The new planet receives 90% of the light that Earth receives. However, because most of the incoming light for the M-class dwarf star is in the infrared, a higher percentage of this energy must be absorbed by the planet. Taking both these effects into account, the researchers believe that the planet absorbs about the same amount of energy from its star as the Earth absorbs from the Sun.

This means that the surface temperature is similar to Earth, in turn raising the tantalizing possibility that liquid water exists on the planet’s surface. Confirming this hypothesis will, however, require further information about the planet’s atmosphere. “This planet is the new best candidate to support liquid water and, perhaps, life as we know it,” says Anglada- Escudé.

Another home?

The team notes that the system might also contain two other planets – a gas-giant planet, like Jupiter, as well as a third super-Earth with an orbital period of 75 days. However, further observations will be needed to confirm these two possibilities. “With the advent of a new generation of instruments, researchers will be able to survey many M-calss dwarf stars for similar planets and eventually look for spectroscopic signatures of life in one of these worlds,” says Anglada- Escudé.
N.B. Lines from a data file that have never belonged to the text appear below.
Issue #261, opened 2021-06-07
Support updating reference data for LSDD detector


ojcobb:
During initialisation the lsdd detector (`alibi_detect/cd/lsdd.py`) performs normalisation of the reference data `x_ref`. When `update_x_ref` is not `None` unnormalized data is being integrated alongside normalized data which is incorrect and is causing problems. The integration of the data takes part within the base class which doesn't allow for additional normalisation steps. 

There may be a workaround involving overriding `self.preprocess_fn` with a new function `lambda x: self._normalize(self.preprocess_fn(x))`.

arnaudvl:
#263

PR #263, opened 2021-06-08
Lsdd updates

ojcobb:
A few bug fixes:

- Ensure when updating reference data it gets normalised if necessary. (#261)
- Catch overflow/underflow caused by too high dimensionality.
- Catch when error is caused by too many repeat samples. (And don't test using repeat samples)

### DIFF
--- a/alibi_detect/utils/pytorch/distance.py
+++ b/alibi_detect/utils/pytorch/distance.py
@@ -121,12 +121,6 @@ def permed_lsdds(
     the unpermed LSDD estimate.
     """
 
-    # Check for overflow/underflow caused by too high dimensionality
-    if (~torch.isfinite(H)).any():
-        raise ValueError(
-            "Overflow or underflow occured. Try reducing dimensionality or trying "
-            "MMD-based detection instead")
-
     # Compute (for each bootstrap) the average distance to each kernel center (Eqn 7)
     k_xc_perms = torch.stack([k_all_c[x_inds] for x_inds in x_perms], 0)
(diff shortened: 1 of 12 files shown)


alibi_detect/utils/pytorch/distance.py
```diff
@@ -120,6 +120,13 @@ def permed_lsdds(
     Vector of B LSDD estimates for each permutation, H_lam_inv which may have been inferred, and optionally
     the unpermed LSDD estimate.
     """
+
+    # Check for overflow/underflow caused by too high dimensionality
+    if (~torch.isfinite(H)).any():
+        raise ValueError(
+            "Overflow or underflow occured. Trying reducing dimensionality or trying "
```
arnaudvl, line 127: small typo -> "try" instead of trying 2x

alibi_detect/utils/tensorflow/distance.py
```diff
@@ -149,6 +149,13 @@ def permed_lsdds(
     Vector of B LSDD estimates for each permutation, H_lam_inv which may have been inferred, and optionally
     the unpermed LSDD estimate.
     """
+
+    # Check for overflow/underflow caused by too high dimensionality
+    if tf.reduce_any(~tf.math.is_finite(H)):
+        raise ValueError(
+            "Overflow or underflow occured. Trying reducing dimensionality or trying "
```
arnaudvl, line 156: Also try instead of trying

alibi_detect/utils/pytorch/distance.py
ojcobb: Ah yeah thanks. Fixed.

Lewis Dartnell, an astrobiologist from University College London, says that while the discovery of a new “potentially rocky exoplanet orbiting within a star’s habitable zone is very intriguing, it is important to note that the star in question is an M-class dwarf star”. He goes on to say that such stars can be rather unstable and this would spell trouble for an orbiting planet. “In addition, as such exoplanets would tend to be tidally locked, the climate on the planet would be extreme – with arctic-like conditions on the side of the planet where there is always darkness and never-ending day on the lit side. This might make life on such a planet all the more difficult,” he says.

The work is to be published in Astrophysical Journal Letters. A preprint is currently available on arXiv.